After 25 years of public service as Bakersfield’s City Manager Alan Tandy said he’s proud of many of the city’s quality of life improvements, and that he has no plan to retire from his job.
During an interview on “The Richard Beene Show,” Tandy talked about the city’s effort to improve transportation, including connecting the Westside Parkway to the Highway 58 via the Centennial Corridor, but he said he was most proud of the work the city has done to improve parks and athletic facilities.
“I’ve got things I’ve been working on a long time, and that I feel a commitment to bring to fruition,” Tandy told host Richard Beene. “The water projects that we mentioned earlier, and we’ve got phased improvements on a couple of our major sports complexes.”

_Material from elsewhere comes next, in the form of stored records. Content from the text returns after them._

PR #303, opened 2016-04-29
Support network ID allocation as annotation on namespace resource

pravisankar:
Trello card: https://trello.com/c/nULFSjXm/29-13-store-vnid-as-annotation-on-namespace-techdebt-supportability


pkg/netid/netid.go
```diff
@@ -0,0 +1,61 @@
...
+	"strconv"
+
+	kapi "k8s.io/kubernetes/pkg/api"
+)
+
+const (
+	// Current assigned VNID for the namespace
+	VNIDAnnotation string = "pod.network.openshift.io/multitenant.vnid"
+	// Desired VNID for the namespace
+	WantsVNIDAnnotation string = "pod.network.openshift.io/multitenant.wants-vnid"
```
danwinship: Clayton's argument for having "pod" in the name of the macvlan annotation was:

> You want to make sure that you identify that this is related to pods, so "pod" needs to be in the name somewhere.

So "pod" seems wrong here... Maybe "cluster"?

pkg/netid/netid.go
```diff
@@ -0,0 +1,61 @@
...
+)
+
+var (
+	ErrorVNIDNotFound = fmt.Errorf("VNID/WantsVNID annotation not found")
```
danwinship: given that annotation names themselves tend to have slashes in them, it would be better to not use one as a non-name-component in the error message text. ("VNID or WantsVNID" would be a simple fix, but you could also just create the error when you throw it and %s the annotationKey value into it...)

plugins/osdn/vnids.go
```diff
@@ -72,194 +111,37 @@ func (oc *OsdnController) unSetVNID(name string) (id uint, err error) {
...
-		return nil
-	}
-
-	// Check if this netid is used by any other namespaces
-	// If not, then release the netid
-	if !oc.checkVNID(netid) {
-		err = oc.netIDManager.ReleaseNetID(netid)
-		if err != nil {
-			return fmt.Errorf("Error while releasing netid %d for namespace %q, %v", netid, namespaceName, err)
+			continue
```
danwinship: since I'm guessing this will show a useless code snippet, I'm commenting on:

    func populateVNIDMap(oc *OsdnController) error {
        ...
        id, err := netid.GetVNID(&ns)
        if err != nil { 
            continue

This ignores both "annotation isn't set" and "annotation is set, but to a nonsense-value", which we probably ought to warn about

plugins/osdn/netid/vnidallocator/allocator.go
```diff
@@ -0,0 +1,145 @@
...
+
+// contains returns true and the offset if the VNID is in the range,
+// and false and 0 otherwise.
+func (r *Allocator) contains(id uint) (bool, uint) {
+	if !r.vnidRange.Contains(id) {
+		return false, 0
+	}
+
+	offset := id - r.vnidRange.Base
+	return true, offset
```
danwinship: random that you call a VNIDRange method for the first part, but then do the second part by hand

plugins/osdn/netid/controller/controller.go
```diff
@@ -0,0 +1,169 @@
...
+// retryCount is the number of times to retry on a conflict when updating a namespace
+const retryCount = 2
+
+// AddOrUpdate allocates network id(VNID) for the namespace if needed
+func (c *Allocation) AddOrUpdate(ns *kapi.Namespace) error {
+	tx := &tx{}
+	defer tx.Rollback()
+
+	var id uint
+	vnidAllocated := false
```
danwinship: vnidAllocated isn't a good name for this variable. (userProvidedVnid?)

plugins/osdn/netid/controller/controller.go
```diff
@@ -0,0 +1,169 @@
...
+		// Skip current namespace
+		if n.ObjectMeta.Name == name {
+			continue
+		}
+		// Skip namespaces that doesn't match given id
+		if value, err := netid.GetVNID(&n); (err != nil) || (value != id) {
+			continue
+		}
+		// VNID is in use by other namespace
+		glog.Infof("Ignored releasing netid %d for namespace %q (already in use by %q)", id, name, n.ObjectMeta.Name)
```
danwinship: "still", not "already"

plugins/osdn/netid/controller/factory.go
```diff
@@ -0,0 +1,76 @@
...
+	utilwait "k8s.io/kubernetes/pkg/util/wait"
+	"k8s.io/kubernetes/pkg/watch"
+
+	"github.com/openshift/openshift-sdn/plugins/osdn/netid/vnidallocator"
+	"github.com/openshift/origin/pkg/client/cache"
+	"github.com/openshift/origin/pkg/controller"
+)
+
+// AllocationFactory can create an Allocation controller.
+type AllocationFactory struct {
```
danwinship: shouldn't there be a constructor for this?

pkg/netid/netid.go
pravisankar: My intent was to convey this annotation is for pod network in openshift and it holds VNID when multitenant network plugin is used. 
'cluster' doesn't sound right...
@smarterclayton do you have any suggestions?

plugins/osdn/netid/vnidallocator/allocator.go
pravisankar: sorry I didn't understand, could you elaborate?

pkg/netid/netid.go
smarterclayton: Quick question - why is there a "wants-vnid" and "vnid"?  When is wants != vnid?

smarterclayton: In this case the vnid would belong to the namespace, but it's related to the pod network still.  Is the VNID specific only to multi tenant plugin, or can there be other plugins that would use this annotation?

plugins/osdn/netid/controller/controller.go
```diff
@@ -0,0 +1,169 @@
...
+type tx struct {
+	rollback []func() error
+}
+
+func (tx *tx) Add(fn func() error) {
+	tx.rollback = append(tx.rollback, fn)
+}
+
+func (tx *tx) Rollback() {
+	for _, fn := range tx.rollback {
```
smarterclayton: Why does this construct exist?

plugins/osdn/netid/vnidallocator/allocator.go
danwinship: It's just a weird mix of abstraction and not. If you're willing to look directly at vnidRange.Base, then why not look at vnidRange.Size too rather than calling vnidRange.Contains()? Or, if you think you ought to call vnidRange.Contains() for the first part, then there should be a vnidRange.GetOffset() for the second part. (Or vnidRange.Contains() should return the multiple values itself)

pkg/netid/netid.go
pravisankar: > why is there a "wants-vnid" and "vnid"? When is wants != vnid?
VNIDAnnotation represents the current network ID for the namespace and we want this annotation to be assigned only by the vnid controller (watches on namespace changes) to avoid any race conditions.
WantsVNIDAnnotation is intended to be used for requesting a particular vnid (example: oadm pod-network join-projects/make-projects-global). Vnid controller may satisfy this request if certain conditions are met (example: requested id already allocated, within defined range, etc.).

pravisankar: > Is the VNID specific only to multi tenant plugin?

Any OVS based networking solution can use this annotation. In our case, it's only used by multi-tenant network plugin.

plugins/osdn/netid/controller/controller.go
pravisankar: This is used in AddOrUpdate(): we reserve/allocate vnid and then persists this vnid as annotation on the namespace. If we fail to persist the namespace object, as part of rollback we release the allocated vnid.

danwinship:
It belatedly occurs to me that this PR moves us *away* from the upstream NetworkPolicy proposal. In particular, the upstream model allows for multiple independently-isolated networks in a single Namespace, which doesn't seem compatible with having a single VNID annotation per Namespace.

If instead we keep NetNamespaces around, we can think of them as being proto-NetworkPolicies: having a NetNamespace object in a namespace is equivalent to having a collection of NetworkPolicy objects in the namespace that describe an OpenShift-3.2-compatible isolation policy. (Roughly: one NetworkPolicy saying that all pods in the namespace accept traffic from all other pods in the namespace, and a second NetworkPolicy listing each namespace that has the same VNID as this one, and saying that all pods in this namespace accept traffic from all of those namespaces.)

We can still use the controller/annotation changes from this PR though: just have the controller create the NetNamespace objects and assign their VNIDs, and have the WantsVNID annotation be used on the NetNamespace rather than the Namespace... (We could even keep the VNID as an annotation on the NetNamespace rather than being a "NetID" field like now, in preparation for the eventual move to NetworkPolicies, where we'd have to use an annotation for the VNID since there isn't a field.)

danwinship:
@dcbw ^^^

pkg/netid/netid.go
smarterclayton: Are you proposing to add a new virtual resource that allows unprivileged admins to request VNIDS?  Because having these split doesn't add any security, and is basically inconsistent with our other admin commands.  Unless you have a proposal to have separate security models, we should just use `vnid` (that's consistent with every other allocator, like unix users, selinux labels, fsgroup, etc).

pravisankar: Currently we do *not* allow unprivileged admins to request VNID.
The use cases addressed by vnid allocator is slightly different from other existing allocators.
(1) Assign/Release VNID during project creation/deletion respectively:
     vnid controller performs this task (similar to other allocators)
(2) Allow admin to manipulate VNIDs using oadm cmd:
     Some vnids are shared by multiple namespaces and release is done only when no namespace needs that vnid.
     If we allow admin cli to directly manipulate the vnid annotation. We could end up in a situation where admin CLI patches vnid in a namespace but the same vnid could be released by controller at the same time. We can't provide synchronization here because only vnid controller knows which ids are allocated. wants-vnid annotation provides this synchronization. Admin CLI requests needed vnid as wants-vnid annotation and vnid controller verifies if the requested vnid is allowed or not and updates vnid annotation. wants-vnid annotation is removed after every request (either success or failure). Eventually the idea is to replace wants-vnid annotation with network-policy objects (once upstream implements https://github.com/kubernetes/kubernetes/pull/24154).

pravisankar:
On Fri, May 6, 2016 at 9:14 AM, Dan Winship <notifications@github.com>
wrote:

> It belatedly occurs to me that this PR moves us *away* from the upstream
> NetworkPolicy proposal. In particular, the upstream model allows for
> multiple independently-isolated networks in a single Namespace, which
> doesn't seem compatible with having a single VNID annotation per Namespace.
>
> If instead we keep NetNamespaces around, we can think of them as being
> proto-NetworkPolicies: having a NetNamespace object in a namespace is
> equivalent to having a collection of NetworkPolicy objects in the namespace
> that describe an OpenShift-3.2-compatible isolation policy. (Roughly: one
> NetworkPolicy saying that all pods in the namespace accept traffic from all
> other pods in the namespace, and a second NetworkPolicy listing each
> namespace that has the same VNID as this one, and saying that all pods in
> this namespace accept traffic from all of those namespaces.)
>
> We can still use the controller/annotation changes from this PR though:
> just have the controller create the NetNamespace objects and assign their
> VNIDs, and have the WantsVNID annotation be used on the NetNamespace rather
> than the Namespace... (We could even keep the VNID as an annotation on the
> NetNamespace rather than being a "NetID" field like now, in preparation for
> the eventual move to NetworkPolicies, where we'd have to use an annotation
> for the VNID since there isn't a field.)
>

We have decided to tackle this in a separate PR

pravisankar:
@openshift/networking Updated, PTAL

danwinship:
I guess I don't have a strong sense of go code organization practices, but is there any reason for splitting it up so much rather than just have a single plugins/osdn/vnid/ directory containing all of the new code? The vnidallocator is only used by the controller, so why not have it be part of that module? And why is the migration code in a separate module from the rest of the controller when the repair code isn't?

Also, should pkg/netid/ be pkg/vnid/ ?

pkg/cmd/admin/network/isolate_projects.go
```diff
@@ -62,16 +63,17 @@ func NewCmdIsolateProjectsNetwork(commandName, fullName string, f *clientcmd.Fac
...
 	if err != nil {
 		return err
 	}
 
 	errList := []error{}
-	for _, project := range projects {
-		// TBD: Create or Update network namespace
+	for _, info := range namespacesInfo {
+		// TBD: Update/Patch namespace
 		// TODO: Fix this once we move VNID allocation to REST layer
```
danwinship: Are the TDB/TODO comments still relevant? Is the PR incomplete?

plugins/osdn/netid/migration/migration.go
```diff
@@ -0,0 +1,89 @@
...
+			m.deleteNetNamespace(&netns)
+			continue
+		}
+		if err != nil {
+			return err
+		}
+		// Delete processed NetNamespace object
+		m.deleteNetNamespace(&netns)
+
+		// Validate
```
danwinship: don't delete the NetNamespace until after validating?

plugins/osdn/factory/factory.go
```diff
@@ -3,31 +3,31 @@ package factory
...
 
+	"github.com/openshift/openshift-sdn/plugins/osdn"
+	"github.com/openshift/openshift-sdn/plugins/osdn/api"
 	"github.com/openshift/openshift-sdn/plugins/osdn/ovs"
 )
 
 // Call by higher layers to create the plugin SDN master instance
-func NewMasterPlugin(pluginType string, osClient *osclient.Client, kClient *kclient.Client) (api.OsdnPlugin, error) {
-	return newPlugin(pluginType, osClient, kClient, "", "")
+func NewMasterPlugin(pluginType string, osClient *osclient.Client, kClient *kclient.Client, etcdHelper storage.Interface) (api.OsdnPlugin, error) {
```
danwinship: There's no way to extract the `etcdHelper` from `osClient` or `kClient`? Or vice versa? They're all basically just different APIs around the same underlying database handle, right? There ought to be some better way to do this...

liggitt: no, the clients speak to the API, not to etcd.

danwinship:
It would be nice to get an LGTM on the controller parts from someone who is familiar with the existing controller stuff

plugins/osdn/factory/factory.go
liggitt: Why does the plugin need etcd access? I would have expected it to work against the API

danwinship: the migration code needs to read/delete the existing NetNamespace objects, and presumably Ravi is planning to delete the parts of origin/pkg/client that handle those

plugins/osdn/netid/controller/factory.go
```diff
@@ -0,0 +1,84 @@
...
+
+	// GlobalNamespaces are the namespaces that have access to all pods in the cluster and vice versa.
+	GlobalNamespaces []string
+}
+
+func NewAllocationFactory(vnida vnidallocator.Interface, client kclient.NamespaceInterface, globalNamespaces []string) *AllocationFactory {
+	return &AllocationFactory{
+		VNIDAllocator:    vnida,
+		Client:           client,
+		GlobalNamespaces: globalNamespaces,
```
smarterclayton: How big is this?

plugins/osdn/ovs/plugin.go
```diff
@@ -54,8 +55,13 @@ func (plugin *ovsPlugin) PluginStartMaster(clusterNetwork *net.IPNet, hostSubnet
 		if err := plugin.VnidStartMaster(); err != nil {
 			return err
 		}
+	} else {
+		// Network plugin may be switched from multi-tenant to single-tenant
+		// Delete VNID annotations on the namespaces if needed
+		if err := plugin.VnidCleanup(); err != nil {
```
smarterclayton: This would cause data loss in the event of accidental configuration.  You don't need to do this.

smarterclayton: An admin who wants to fix this up can run `oc annotate VNIDANNOTATION- namespaces --all` if they really want

plugins/osdn/netid/migration/migration.go
```diff
@@ -0,0 +1,89 @@
...
+		}
+
+		// Update namespace
+		updatedNs, err := m.client.Update(ns)
+		if errors.IsNotFound(err) {
+			m.deleteNetNamespace(&netns)
+			continue
+		}
+		if err != nil {
+			return err
```
smarterclayton: you need to tell administrators what they need to do if you're going to error out here.

plugins/osdn/netid/migration/migration.go
```diff
@@ -0,0 +1,89 @@
...
+
+	for _, netns := range netnsList.Items {
+		// Get corresponding namespace for the NetNamespace object
+		ns, err := m.client.Get(netns.NetName)
+		if errors.IsNotFound(err) {
+			m.deleteNetNamespace(&netns)
+			continue
+		}
+		if err != nil {
+			return fmt.Errorf("Get namespace %q failed: %v", netns.NetName, err)
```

Earlier in the 43-minute interview, Tandy said that he was “cautiously optimistic” that the city would reach a settlement with three water districts to allow a certain amount of water to run through the Kern River nearly year round. In recent weeks, city officials said that making that a reality has become a priority.
“We hope so,” Tandy said. “We’re working on it. It isn’t easy because it’s a litigious area. We’ve been involved in court-related actions to get water back into the river. That goes so, so slowly. We’re trying negotiated settlements with the other interests.’’
One area of major concern, as Tandy noted during a State of the City address earlier this month, was an ongoing softness in the retail sector, which has led to a weakening of sales tax revenue the city collects.
“So, the concern in my office is it appears we’re going through a permanent shift in how people retail and buy,” Tandy said. “Sales taxes are our largest revenue source that we have, which allows us to deal with inflation, cost of living increases, and there may be an impairment to that long term. The state of California has constricted political subdivisions to raise revenues in many, many ways so there is little left allowed to the city other than a referendum issue.”
Beene questioned whether the current City Council understood the constraints of the retail sector, coupled with limitations placed on the city by the state to increase revenues.
“We are going on three years without adjustments to our current labor contracts,” Tandy told Beene. “We are three years plus with virtually no personnel additions, or modifications to adjust for growth, and we look forward into the future and don’t see an end to that circumstance.”